Submitted October 31, 2008
Accepted March 9, 2009
Towards a stem cell gene therapy for breast cancer
ZongYi Li, Ying Liu, Sebastian Tuve, Ye Xun, Xiaolong Fan, Liang Min, Qinghua Feng, Nancy Kiviat, Hans-Peter Kiem, Mary Leonora Disis, and Andre Lieber*
University of Washington, Department of Medicine, Division of Medical Genetics, Seattle, WA, United States
Shanghai Sunway Biotech, Shanghai, China
The Rausing Lab and Lund Strategic Research Center for Stem Cell Biology and Cell Therapy, Lund, Sweden
University of Washington, Department of Pathology, Seattle, WA, United States
Fred Hutchinson Cancer Research Center, Seattle, WA, United States
University of Washington, Department of Medicine, Division of Oncology, Seattle, WA, United States
* Corresponding author; email: lieber00{at}u.washington.edu.

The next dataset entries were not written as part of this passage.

PR #74, opened 2026-06-15
ID-56: Add v2.2.1 Claim Update scenario tests (Client and Server suites)

abhinandan2012:
## Summary

Test the PAS v2.2.x Claim Update `$submit` scenarios in both the Client and Server suites, with example payloads so the Server suite can drive the full sequence against the Client suite without a real external client.

### What changed

Client Suite - new "Claim Updates" group nested under "PAS Workflows" (`pas_client_v221_claim_updates_group`):

- Four wait tests, one per submission in the sequence. Each uses a unique request tag, has a dedicated response input, auto-continues when its request is received, and never triggers a Subscription notification even when the configured response is pended.
  - `pas_client_v221_claim_update_initial_submit_test` - initial PAS request
  - `pas_client_v221_claim_update_add_item_submit_test` - update that adds an item
  - `pas_client_v221_claim_update_modify_cancel_submit_test` - update that modifies one item and cancels another
  - `pas_client_v221_claim_update_cancel_all_submit_test` - update that cancels the entire request (certificationType code 3 in `Claim.extension`, no items required)
- Eight verification tests that reload the tagged requests and validate the submitted Claim Update Bundles.

Server Suite - new "Claim Updates" section (`pas_server_v221_claim_updates`), nested under "Demonstrate Workflow Support":

- Inferno acts as the client, driving the same four-step sequence against the server under test. Each step validates the request Bundle, submits it, and validates the server's response Bundle.
- Two response-verification tests confirm the server's handling of updates.
- The section is wired into both the generated `server_suite.rb` and the `server_suite.rb.erb` template, gated to v2.2+ via the `claim_updates_group?` generator helper.

Preset:

- Added four example Claim Update `$submit` payloads to `config/presets/pas_server_v221_run_against_pas_client.json.erb` (the "Run Against the PAS Client Suite" preset). They form a conformant initial-to-cancel-all chain so the Server suite can drive the entire sequence against the Client suite with no external client.

Shared/support changes:

- `cross_suite/tags.rb` - unique per-submission tags (`CLAIM_UPDATE_INITIAL_TAG`, `CLAIM_UPDATE_ADD_ITEM_TAG`, `CLAIM_UPDATE_MODIFY_CANCEL_TAG`, `CLAIM_UPDATE_CANCEL_ALL_TAG`).
- `client/endpoints/claim_endpoint.rb` - honors a per-test `claim_update_tag` for tagging and a `suppress_notifications` option so wait tests never notify.
- `server/claim_operation_logic.rb` and `server/server_response_bundle_validation_test.rb` - allow an explicit `request_tag` for tagging and reloading a single submission, falling back to the existing use-case tag.
- `cross_suite/pas_bundle_validation.rb` - for spec-67, the existing reference-presence check now skips `Claim.related` so the deliberately omitted grandparent Claim is not flagged. No new presence logic was written; spec-67 reuses `check_presence_of_referenced_resources`.

### Spec coverage

Client Suite verification tests:

| Test ID | Requirement |
| --- | --- |
| `pas_client_v221_claim_update_referenced_claim_test` | spec-65 - updated Claim referenced in `Claim.related.claim` and included in the Bundle |
| `pas_client_v221_claim_update_grandparent_excluded_test` | spec-66 - if the referenced Claim is itself an update, its referenced Claim is not included |
| `pas_client_v221_claim_update_referenced_resources_test` | spec-67 - all other referenced resources included in the Bundle (reuses existing presence check) |
| `pas_client_v221_claim_update_entries_preserved_test` | spec-68 - all prior item and supportingInfo entries retained with preserved sequences |
| `pas_client_v221_claim_update_cancelled_entries_test` | spec-69 - cancelled entries carry the `infoCancelled` modifier extension (valueBoolean true) |
| `pas_client_v221_claim_update_cancelled_items_certtype_test` | spec-70 - cancelled items carry a `certificationType` extension with code 3 (Cancel) |
| `pas_client_v221_claim_update_changed_entries_test` | spec-71 - added, modified, or cancelled entries carry an `infoChanged` extension |
| `pas_client_v221_claim_update_info_changed_code_test` | spec-72 - `infoChanged` valueCode is consistent with the value set |

Server Suite verification tests:

| Test ID | Requirement |
| --- | --- |
| `pas_server_v221_claim_update_item_sequence_echo_test` | spec-34 - ClaimResponse items echo submitted `item.sequence` values |
| `pas_server_v221_claim_update_current_results_test` | spec-46 - ClaimResponse includes current results for all submitted items, including changed or cancelled |

### Testing

- `bundle exec rspec` - full suite green (287 examples, 0 failures).
- `bundle exec rubocop` - no offenses on changed files.
- Manual UI verification via the loopback presets (steps below).

---

## UI Testing Steps

These steps follow the approach in [docs/Running-Suites-Against-Each-Other.md](https://github.com/inferno-framework/davinci-pas-test-kit/blob/support-v2.2.0/docs/Running-Suites-Against-Each-Other.md), adapted to v2.2.1 and the new Claim Updates sections.

### Setup

Start Inferno and open the UI at `http://localhost:4567`, then open two browser windows.

Client Suite window:

1. Select the "Da Vinci Prior Authorization Support (PAS)" test kit and choose "Da Vinci PAS Client Suite v2.2.1".
2. Set the client security type to "Other Authentication" (no-auth).
3. Click "Start Testing".
4. From the Preset dropdown, select "Run Against the PAS Server Suite".

Server Suite window:x`x 

1. Select the same test kit and choose "Da Vinci PAS Server Suite v2.2.1".
2. Click "Start Testing".
3. From the Preset dropdown, select "Run Against the PAS Client Suite". This populates the server endpoint (the Client suite's `demo_execution` FHIR endpoint) and the four Claim Update payload inputs:
   - "PAS $submit Payload: Initial Claim"
   - "PAS $submit Payload: Update Adding an Item"
   - "PAS $submit Payload: Update Modifying and Canceling Items"
   - "PAS $submit Payload: Update Canceling the Entire Request"

### Run order

1. Client Suite: click "Run All Tests". Confirm the authentication and connectivity prompts. When execution reaches "PAS Workflows", the new "Claim Updates" group will wait for the four submissions.
2. Server Suite: run "1 Subscription Setup", then run the "2 Demonstrate Workflow Support" groups in order (2.1 Approval, 2.2 Denial, 2.3 Pended), then run "2.4 Claim Updates". Running 2.4 sends the four preset Bundles to the Client suite, which auto-continues the Client suite wait tests.

### Where to see the Claim Updates results

Server Suite, group "2.4 Claim Updates" (`pas_server_v221_claim_updates`):

| UI item | Test ID | What it shows |
| --- | --- | --- |
| 2.4.1 Initial submission | `pas_server_v221_claim_update_request_validation_initial`, `..._submit_initial`, `..._response_validation_initial` | Request Bundle conformant (simulation), submit succeeds, response Bundle conformant |
| 2.4.2 Update: add an item | `..._request_validation_add_item`, `..._submit_add_item`, `..._response_validation_add_item` | Same three checks for the add-item update |
| 2.4.3 Update: modify an item and cancel an item | `..._request_validation_modify_cancel`, `..._submit_modify_cancel`, `..._response_validation_modify_cancel` | Same three checks for the modify-and-cancel update |
| 2.4.4 Update: cancel the entire request | `..._request_validation_cancel_all`, `..._submit_cancel_all`, `..._response_validation_cancel_all` | Same three checks for the cancel-all update |
| 2.4.5.01 | `pas_server_v221_claim_update_item_sequence_echo_test` | spec-34: response items echo submitted item sequences |
| 2.4.5.02 | `pas_server_v221_claim_update_current_results_test` | spec-46: response includes current results for all submitted items |

Expected: 2.4.1.01 through 2.4.4.01 (request validation) pass, 2.4.x.02 (submit) and 2.4.x.03 (response validation) pass, and 2.4.5.01 and 2.4.5.02 pass.

Client Suite, navigate to "PAS Workflows" > "Claim Updates" (`pas_client_v221_claim_updates_group`):

- Subgroup "Submit the claim update sequence" - the four wait tests auto-continue as the Server suite sends each Bundle:
  - `pas_client_v221_claim_update_initial_submit_test`
  - `pas_client_v221_claim_update_add_item_submit_test`
  - `pas_client_v221_claim_update_modify_cancel_submit_test`
  - `pas_client_v221_claim_update_cancel_all_submit_test`
- Subgroup "Verify the claim update interactions" - the eight verification tests (spec-65 through spec-72) run against the reloaded requests. See the spec coverage table above for the test IDs.

Expected: the four wait tests pass (auto-continue on receipt with no Subscription notification), and the eight verification tests pass.

To inspect details for any test, expand it and use the Messages tab (validation results), the Requests tab (the submitted Bundle and the response), and the About tab (the requirement description).


lib/davinci_pas_test_kit/client/v2.2.1/workflows/pas_client_claim_update_submit_tests.rb
```diff
@@ -0,0 +1,238 @@
...
+                            "Input '#{input_title(response_input)}' must be valid JSON"
+        elsif response_input.present?
+          add_message('info', %(
+            No response provided in input '#{input_title(response_input)}'. Inferno will generate an
+            approved response to the $submit request from the submitted Claim.
+          ))
+        end
+
+        wait_identifier = session_wait_identifier(client_id, session_url_path)
+        submit_endpoint = session_endpont_url(:submit, client_id, session_url_path)
```
ljtucker: This looks like a typo, where it should read session_endpoint_url(...)

ljtucker (changes requested):

lib/davinci_pas_test_kit/client/v2.2.1/workflows/pas_client_claim_update_submit_tests.rb
abhinandan2012: Fixed the typo and updated the method name along with its references.

ljtucker (approved):

lib/davinci_pas_test_kit/server/v2.2.1/claim_updates/server_claim_update_response_tests.rb
```diff
@@ -0,0 +1,150 @@
...
+      id :pas_server_v221_claim_update_item_sequence_echo_test
+      title 'Server echoes item.sequence values in Claim Update responses (spec-34)'
+      description %(
+        Verifies [spec-34](https://hl7.org/fhir/us/davinci-pas/2.2.1/en/conformancedetails.html#ci-c-spec-34):
+        each item returned on the PAS ClaimResponse **SHALL** echo the same `item.sequence` as that same item had
+        on the Claim. This test reloads each Claim Update submission sent to the server (by its tag) and confirms
+        that every `ClaimResponse.item.itemSequence` in the server's response corresponds to an `item.sequence`
+        that was present on the submitted Claim.
+      )
+      verifies_requirements 'hl7.fhir.us.davinci-pas_2.2.1@spec-34'
```
karlnaden: Style-wise, I don't think we should include references to the requirement ids within the titles of tests or generally repeat the requirement text verbatim within the description - that is what the `verifies_requirements` links provide, when setup correctly (see other comment to get them working). 

Recommendations here and in other places that you've done this:
- remove the requirement id from the title
- update the description to at most paraphrase the requirement, e.g., for this one "The PAS IG [requires](https://hl7.org/fhir/us/davinci-pas/2.2.1/en/conformancedetails.html#ci-c-spec-34) that ClaimResponses echo the `item.sequence` values from the submitted Claim."

I feel most strongly about the title and a bit less about the description, so if you want to skip that part I think that's ok.

lib/davinci_pas_test_kit/server/v2.2.1/claim_updates/server_claim_update_response_tests.rb
```diff
@@ -0,0 +1,150 @@
...
+      include ServerClaimUpdateResponseValidation
+
+      id :pas_server_v221_claim_update_current_results_test
+      title 'Server returns current results for all submitted items in Claim Update responses (spec-46)'
+      description %(
+        Verifies [spec-46](https://hl7.org/fhir/us/davinci-pas/2.2.1/en/conformancedetails.html#ci-c-spec-46):
+        the returned ClaimResponse **SHALL** include the current results for all submitted items, including any
+        items changed or canceled since the original authorization request. Because a conformant Claim Update
+        carries all items from the original and prior updates (spec-68), this test reloads each Claim Update
+        submission sent to the server (by its tag) and confirms the server's ClaimResponse includes an
```
karlnaden: Style: The tester doesn't know about the internals of Inferno including details like the use of tags to "load" requests to make them available for evaluation by tests. So keep descriptions higher-level, such as "this test checks each Claim Update made during this group and confirms...".

lib/davinci_pas_test_kit/client/v2.2.1/workflows/pas_client_claim_update_submit_tests.rb
```diff
@@ -0,0 +1,238 @@
...
+      title 'Client submits an update that adds an item'
+      description %(
+        Inferno waits for an updated prior authorization `$submit` request that adds a new item to
+        the previously submitted Claim. The update is expected to reference the original Claim in
+        `Claim.related.claim` (and include it in the Bundle), retain all previously submitted item
+        and supportingInfo entries with their `sequence` values, and mark the newly added item with
+        an `infoChanged` extension. Upon receipt, Inferno returns the configured response and
+        continues automatically.
+      )
+      verifies_requirements 'hl7.fhir.us.davinci-pas_2.2.1@spec-63'
```
karlnaden, line 141: To get these annotations to work, you'll need to update the suite definition to reference the `hl7.fhir.us.davinci-pas_2.2.1` requirement set. Looks like it is already there, but uses the wrong actor - should be "PAS Client" and "PAS Server" for the 2.2.1 versions (changed from 2.0.1).

lib/davinci_pas_test_kit/server/v2.2.1/claim_updates/server_claim_update_response_tests.rb
```diff
@@ -0,0 +1,150 @@
...
+
+        steps.each do |step|
+          unexpected = step[:response_sequences] - step[:submitted_sequences]
+          assert unexpected.empty?,
+                 "In the server's response to the #{step[:label]}, the ClaimResponse returned " \
+                 "item.itemSequence value(s) #{unexpected.join(', ')} that were not present on the submitted " \
+                 'Claim. Each returned item SHALL echo an item.sequence from the submitted Claim.'
+        end
+
+        pass 'Every ClaimResponse item echoes an item.sequence from the submitted Claim Update.'
```
karlnaden: Since this is just a re-iteration of the description of the test, we don't need it. The typical pattern for tests is that it will pass if no asserts fail, so omitting this will result in a pass state but without the result message.

Remove all such end-of-test `pass` directives.

karlnaden (changes requested):
In this first round of review, I'm requesting some changes on test documentation style to make them consistent with existing tests. I haven't done a pass through this test kit, but in general, my hope it to follow the same [style recommendations as I wrote up for CRD](https://github.com/inferno-framework/davinci-crd-test-kit/wiki/Technical-Overview#naming-and-style-guidelines), so ideally new tests will follow these. I didn't do a close review of those yet, but worth checking the new tests against these guidelines as you make these requested updates.

I haven't looked at behavior yet and expect to have more comments when I do.

lib/davinci_pas_test_kit/server/v2.2.1/claim_updates/server_claim_update_response_tests.rb
abhinandan2012: Removed the requirement IDs from all the test titles and reworded the descriptions to paraphrase the requirement with a link instead of repeating the normative text, leaving the verifies_requirements annotations to carry the specifics.

lib/davinci_pas_test_kit/server/v2.2.1/claim_updates/server_claim_update_response_tests.rb
abhinandan2012: Reworded these to stay high-level.

lib/davinci_pas_test_kit/server/v2.2.1/claim_updates/server_claim_update_response_tests.rb
abhinandan2012: Removed all the trailing pass directives so the tests pass implicitly when no assertion fails.

lib/davinci_pas_test_kit/client/v2.2.1/workflows/pas_client_claim_update_submit_tests.rb
abhinandan2012: Updated the suite definitions to use the PAS-prefixed actors for the `hl7.fhir.us.davinci-pas_2.2.1` set: PAS Client on the client suite and PAS Payer on the server suite (that's the server-side actor name in the 2.2.1 requirements source - PAS Server isn't used). The annotations now resolve, and I regenerated the coverage CSVs.

lib/davinci_pas_test_kit/client/v2.2.1/workflows/pas_client_claim_update_verification_tests.rb
```diff
@@ -0,0 +1,517 @@
...
+
+        bundle.entry.map(&:resource).find { |resource| resource.is_a?(FHIR::Claim) }
+      end
+
+      # Builds ordered prior/current Claim comparisons across the detail chain, skipping any
+      # link where a request was not received.
+      def claim_update_detail_comparisons
+        claims = claim_update_detail_chain.map do |step|
+          bundle = claim_update_bundle(step[:tag])
+          { label: step[:label], claim: bundle && first_claim(bundle) }
```
karlnaden: The short circuit syntax is confusing and the first_claim method handles a nil bundle.

```suggestion
          { label: step[:label], claim: first_claim(bundle) }
```

lib/davinci_pas_test_kit/client/v2.2.1/workflows/pas_client_claim_update_verification_tests.rb
karlnaden, line 1: This file is big enough that I think it will be better to have a single file for the helpers and then separate files for each individual test. That's the more common approach in Inferno and will keep the files small and contained.

lib/davinci_pas_test_kit/client/v2.2.1/workflows/pas_client_claim_update_submit_tests.rb
karlnaden, line 1: I think I'm ok having the abstract and 4 individual tests in a single file. There are other ways to do some of this with configuration and input renaming, but I don't think its worth re-writing it.

lib/davinci_pas_test_kit/client/v2.2.1/workflows/pas_client_claim_update_verification_tests.rb
```diff
@@ -0,0 +1,517 @@
...
+
+        steps.each do |step|
+          references = related_claim_references(step[:claim])
+          assert references.present?,
+                 "The #{step[:label]} Claim must reference the Claim being updated in Claim.related.claim."
+
+          references.each do |reference|
+            referenced_entry = bundle_entry_for_reference(step[:bundle], reference)
+            assert referenced_entry&.resource.is_a?(FHIR::Claim),
+                   "The Claim referenced in Claim.related.claim (#{reference}) of the #{step[:label]} " \
```
karlnaden: use the `add_message` and then `assert_no_error_messages` [pattern](https://inferno-framework.github.io/docs/writing-tests/assertions-and-results.html#adding-messages-directly-to-results) so that you don't stop evaluating at the first error, hiding others.

lib/davinci_pas_test_kit/client/v2.2.1/workflows/pas_client_claim_update_verification_tests.rb
```diff
@@ -0,0 +1,517 @@
...
+          next unless parent_claim.is_a?(FHIR::Claim)
+
+          grandparent_reference = related_claim_references(parent_claim).first
+          next if grandparent_reference.blank? # the referenced Claim is not itself an update
+
+          step.merge(parent_reference:, grandparent_reference:)
+        end
+
+        skip_if applicable.empty?,
+                'No Claim Update referencing another Claim Update was received, so this requirement does not apply.'
```
karlnaden:
```suggestion
                'No Claim Update referencing another Claim Update was received, so this requirement was not checked.'
```

lib/davinci_pas_test_kit/client/v2.2.1/workflows/pas_client_claim_update_verification_tests.rb
```diff
@@ -0,0 +1,517 @@
...
+
+        applicable.each do |step|
+          grandparent_entry = bundle_entry_for_reference(step[:bundle], step[:grandparent_reference])
+          assert grandparent_entry.nil?,
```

Current approaches for treatment of late-stage breast cancer rarely result in a long-term cure. In part this is due to tumor stroma that prevents access of systemically or intratumorally applied therapeutics. We propose a stem cell gene therapy approach for controlled tumor stroma degradation that utilizes the patho-physiological process of recruitment of inflammatory cells into the tumor. This approach involves genetic modification of hematopoietic stem cells (HSCs) and their subsequent transplantation into tumor-bearing mice. We show that inducible, intratumoral expression of relaxin (Rlx) either by transplanting tumor cells that contained the Rlx gene or by transplantation of mouse HSCs transduced with an Rlx-expressing lentivirus vector delays tumor-growth in a mouse model of breast cancer. The antitumor effect of Rlx was mediated through degradation of tumor stroma, which provided increased access of infiltrating anti-tumor immune cells to their target tumor cells. Furthermore, we demonstrated in a human/mouse chimeric model that genetically modified HSCs expressing a transgene can access the tumor site. Our findings are relevant for cancer gene- and immunotherapy.